5 – Assuntos Diversos Imprimir este documento
5.1 – ADICIONAL DE INSALUBRIDADE
A CLT estabelece que são consideradas insalubres as atividades ou operações que exponham os empregados a agentes nocivos à saúde, acima dos limites de tolerância fixados em razão da natureza e da intensidade do agente e do tempo de exposição aos seus efeitos.
Os agentes insalubres estão relacionados e graduados nas NR’s, que estabelecem a forma de medição e a graduação de cada agente. Os graus de insalubridade resumem-se em mínimo (10%), médio (20%) e máximo (40%) e devem ser pagos com base no salário mínimo, conforme estipula a CLT.
Há de se frisar que na sua grande maioria os trabalhadores em bares, restaurantes, cozinhas industriais e similares não estão sujeitos a agentes insalubres.

5.2 – PERICULOSIDADE
São consideradas atividades ou operações perigosas aquelas que, por sua natureza ou métodos de trabalho, exponham o empregado a contato permanente com inflamáveis ou explosivos em condições de risco acentuado.
Da mesma maneira que os agentes insalubres, as atividades consideradas pela Lei como perigosas encontram-se descritas nas NR’s.
O percentual do adicional de periculosidade é fixo em 30%, e deve ser calculado com base no salário percebido pelo empregado, sem os acréscimos resultantes de gratificações, prêmios ou participações no lucro da empresa.
Não existe previsão legal para o pagamento do adicional de periculosidade para os trabalhadores em bares, restaurantes, cozinhas industriais e similares.

5.3– CONTRIBUIÇÃO SINDICAL — CONTRIBUIÇÃO CONFEDERATIVA — CONTRIBUIÇÃO ASSISTENCIAL — INTELIGÊNCIA DO ART. 579 DA CLT C/C E ART. 8, VI DA CF. OBRIGATORIEDADE DA CONTRIBUIÇÃO SINDICAL. FACULDADE NO RECOLHIMENTO DA CONTRIBUIÇÃO CONFEDERATIVA E CONTRIBUIÇÃO ASSISTENCIAL.
Sobre o tema, destacamos alguns pontos de maior relevância, visto que já fora emitido parecer específico sobre o tema ao SINDBARES.
Resumidamente, ressalte-se por relevância que, na forma do art. 580 do referido diploma legal, o recolhimento da contribuição sindical é devido somente uma vez por ano, na forma discriminada nos incisos I e III do mencionado dispositivo consolidado.

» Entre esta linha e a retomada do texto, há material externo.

PR #526, opened 2023-05-15
Refactor borrow store

brozorec:
- deprecate `LendingProviderDetails` in favor of the `LendingProviderWithFinancials`
- refactor `sdk.getBorrowingVaultsFor` to use `batchLoad` in order to limit the number of requests
- stop fetching separately providers, as they are already available
- remove component `VaultsMenu` as we don't use it anymore as it was intended initially
- remove `updateAllProviders` from the store because we don't need all providers for the available vaults anymore


brozorec:
Ideas for further improvements:

- adopt a better naming: it's not clear what's the difference between "updateSmth" and "changeSmth" methods
- formatting to improve readability: create a separate const `store` to use here instead of passing the whole store object
```
export const useBorrow = create<BorrowStore>()(
  persist(devtools(store, { ... }))
);
```
Use typings similar to "auth.store"

ferostabio (approved):

PR #536, opened 2023-05-17
Macro post review critical-high

DaigaroCota:
This pull request addresses the issues identified during the post review by Macro of critical and high findings.


packages/protocol/src/routers/ConnextHandler.sol
```diff
@@ -131,16 +150,16 @@ contract ConnextHandler {
     external
     onlyConnextRouter
   {
-    if (!isTransferIdRecorded(transferId)) {
-      _failedTxns[transferId] =
-        FailedTxn(transferId, amount, asset, originSender, originDomain, actions, args);
-    }
+    uint256 nextNonce = getFailedTxnNextNonce(transferId);
+    _failedTxns[transferId][nextNonce] =
+      FailedTxn(transferId, amount, asset, originSender, originDomain, actions, args, nextNonce);
```
brozorec, line 155: @DaigaroCota can we add here an event with the same params? This will greatly facilitate the tracking of failed txns as we are only going to deal with this contract without the need to refer to "ConnextRouter".

packages/protocol/src/routers/ConnextHandler.sol
```diff
@@ -152,18 +171,18 @@ contract ConnextHandler {
...
     external
     onlyAllowedCaller
   {
-    FailedTxn memory txn = _failedTxns[transferId];
+    FailedTxn memory txn = _failedTxns[transferId][nonce];
     IERC20(txn.asset).approve(address(connextRouter), txn.amount);
-    try connextRouter.xBundle(txn.actions, args) {
-      delete _failedTxns[transferId];
-      emit FailedTxnExecuted(transferId, true, txn.actions, actions, txn.args, args);
+    try connextRouter.xBundle(actions, args) {
```
brozorec, line 182: Once the tx gets successfully executed, should we mark it somehow in order to prevent replaying it?

packages/protocol/src/routers/ConnextHandler.sol
DaigaroCota: Requested event was added.

packages/protocol/src/routers/ConnextHandler.sol
DaigaroCota: the struct for failed txs now includes an boolean argument for "executed?". Calling an executed failed transferId will revert.

PR #537, opened 2023-05-17
Borrowing flow

### LINKED ISSUE #573: New borrowing flow

ferostabio:
close #573 

- [x] hide "estimated cost" in initial state
- [x] don't show 0 values in routes (check current implementation)
- [x] tapping in routes selects the vault
- [x] keep only one expanded vault (tapping in "see routes" for other vault collapses the currently expanded one)
- [x] animate initial state + overview transition 🎉
- [x] animate unfolding 
- [x] hover on both rows
- [x] folded container
- [x] fees
- [x] place box on right
- [x] rework widget (make containers)
- [x] mobile adaptations


ferostabio:
It’s a very, very early draft, a starting point, but wanted to push as soon as possible so, with a couple of tweaks if needed, @NikolaiYurchenko can already start working

- As I mentioned above it's a draft. `borow.store`'s `debt` property is now `undefined` by default and quickly updated all usages. UI mostly just checks for undefined and returns either `null` or `<>`.
- Most times, both UI and store, checking if we there's a `debt` value is more than enough.
- There are a couple of places in which it might not be enough, at all. Added lots ot `TODO` in places we need to think about
- The `Position` object is a good example. In the `positions` helper's `viewDynamic…` function, it expects a `debt` object. And the user won't be managing a position and have no debt, so there's no point in allowing there an optional field. Nothing big, but need to figure it out.

ferostabio:
- [ ] hide "estimated cost" in initial state
- [ ] don't show 0 values in routes (check current implementation)
- [ ] tapping in routes selects the vault
- [ ] keep only one expanded vault (tapping in "see routes" for other vault collapses the currently expanded one)
- [ ] animate initial state + overview transition 🎉

ferostabio:
- [ ] Show current position in the borrowing screen, not just when managing a position
- [ ] Jumping beta bar seems to be back

https://github.com/Fujicracy/fuji-v2/assets/501915/2633548a-29ef-4772-9c15-bd2d627b97fb

ferostabio:
- [ ] weth -> eth before choosing a chain doesn't work (Federico)
- [ ] increase animation time
- [ ] undefined.content (notification)
- [ ] going back to borrow after choosing a debt, the screen glitches (shows overview before disappearing, need to make sure to remove the debt before we load the data)
- [ ] add overview title
- [ ] remove blank space between amount and percentage in routes
- [ ] route hover, left state has rounded corners but not on the right
- [ ] details text in overview's bottom has not enough top margin
- [ ] fold routes when selecting one
- [ ] typing an input (and tapping max/recommended) folds routes
- [ ] also happens changing chain/token
- [ ] change wording from 'chain' to 'network'
- [ ] change "collateral apy" to "supply apy" in markets (Federico will change it in the apy chart)
mobile:
- [ ] all vaults is too close to the left
- [ ] icons are above the overview button

brozorec:
- [ ] When switching tokens or networks, the list of "All Vaults" can get updated. Add a skeleton loader so that the change is more evident.
- [ ] "See all vaults" is with a smaller font size, rename "Close" to "Hide".
- [ ] Add animation when folding and unfolding.
- [ ] UI issue 
image

- [ ] When I directly hit "/my-positions/VAULT_ADDR-CHAIN_ID", the page doesn't load.
- [ ] When I'm on manage position, I can't do a deposit-only or a withdraw-only.
- [ ] I want to make a payback+withdraw and there's an approval. After the approval tx gets executed, no signature gets prompted. There's an error notification and the button doesn't stop loading.
- [ ] I want to withdraw only. Approval shouldn't be needed:
image
After I approve (although I shouldn't be asked for), the button displays "Signs & Borrow", I guess there's an issue with the `mode`:
image

brozorec:
- [ ] I still have the issue "I want to make a payback+withdraw and there's an approval. After the approval tx gets executed, no signature gets prompted." and the tx fails.
- [ ] In manage position, the debt (both when borrowing and when payback) is not taken into account in the LTV gauge and when hitting the max withdraw button.
- [ ] I'm on the borrow page and the current chain is different than the collateral chain. When I change the chain, the form re-init.
- [ ] Change "Select a chain" to "Select a network" and "Select a chain to borrow on" to "Select a network to borrow on"

ferostabio:
>  I'm on the borrow page and the current chain is different than the collateral chain. When I change the chain, the form re-init.

I either cannot reproduce or don't fully understand this one @brozorec

ferostabio:
- [ ] Align borrow form
- [ ] Vault selection’s available route mismatch, crash
- [ ] Transitioning Borrow -> Position clears the overview panel, poor transition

Entretanto, sobre a contribuição confederativa e assistencial estatuída no inciso IV do Art. 8º do pacto supremo, obviamente não paira o cunho de obrigatoriedade e abrangência irrestrita que detém a contribuição sindical preceituada no Estatuto Obreiro.
O preceito, inolvidavelmente deixa a cargo da Assembléia Geral a fixação da contribuição dirigida à Confederação e a contribuição assistencial.
Pelo que ensinam os mais basilares princípios do Direito, decisão assemblear só faz norma entre os componentes da assembléia, “in casu” os associados sindicalizados.
Se de outro modo se entendesse, fazendo-se “tábula rasa” dos princípios constitucionais em vigor, estar-se-ia atribuindo aos sindicatos, pessoas jurídicas de direito privado, o poder de tributar, pois só os que assim entendidos (tributos), instituídos por lei e não por deliberações de assembléias, incidem sobre todos que procedem o fato gerador.
Nesse ponto, vale coligir a abalizada lição do mestre Wilson de Souza Campos Batalha, que, não cedendo milímetros a tergiversações, lecionou:
“Ora, dentro desse conjunto de considerações, não resiste o entendimento de que a Constituição Federal em seu Art. 8, inciso IV, teria outorgado competência para a criação de contribuições com o significado de tributos, valendo-se, para tanto, de mera decisão assemblear.
De outra parte, se a Constituição veda a obrigatoriedade de filiação ao sindicato (Art.8, VI), é obvio que as despesas comuns para o custeio do respectivo sistema somente são oponíveis àqueles que voluntariamente optarem por aderir à entidade e enquanto ali permanecerem como filiados.
Pretender-se que todos os participantes de uma categoria profissional só por isso devam custear, sem prejuízo do pagamento das “contribuições previstas em lei” e de modo compulsório o correspondente sistema de representação, seria o mesmo que tornar letra morta o estatuto do contribuinte instituído pela Lei Maior, pois isto implicaria reconhecer-se a natureza tributária nas contribuições fixadas pela assembléia geral dos sindicatos (In, Sindicatos e Sindicalismo, LTR/ 1992) (grifamos).
Sob essa angularização, que parece-nos a que mais juridicidade guarda, não se pode conferir à Contribuição Confederativa ou à Assistencial fixada em Assembléia pelos sindicatos, bem assim à contribuição associativa, decidida nos estatutos ou em dissídios coletivos, cunho de abrangência irrestrita e obrigatória como o que contido pela contribuição sindical instituída pela CLT.
Essa possui a conotação “erga omnes” porque emanada específica e disciplinadamente de lei, com força cogente. Aquelas, ao contrário, nasceram de um permissivo constitucional que atribuiu às entidades sindicais a fixação em assembléia geral. Portanto, incidente somente sobre os integrantes de tal assembléia, reconhecidamente os sindicalizados-associados.
Não preceitua o dispositivo constitucional a sua abrangência, incidência ou obrigatoriedade, é obvio. Estipula apenas quem a fixará. Desse modo, tentar assegurar ao ente fixante — Sindicato — o poder de instituir contribuição obrigatória sobre todos os profissionais, como visto, é atribuir à pessoa de direito privado o poder de tributar. Fato expressamente defeso no ordenamento constitucional pátrio, e que, assim, não pode prosperar.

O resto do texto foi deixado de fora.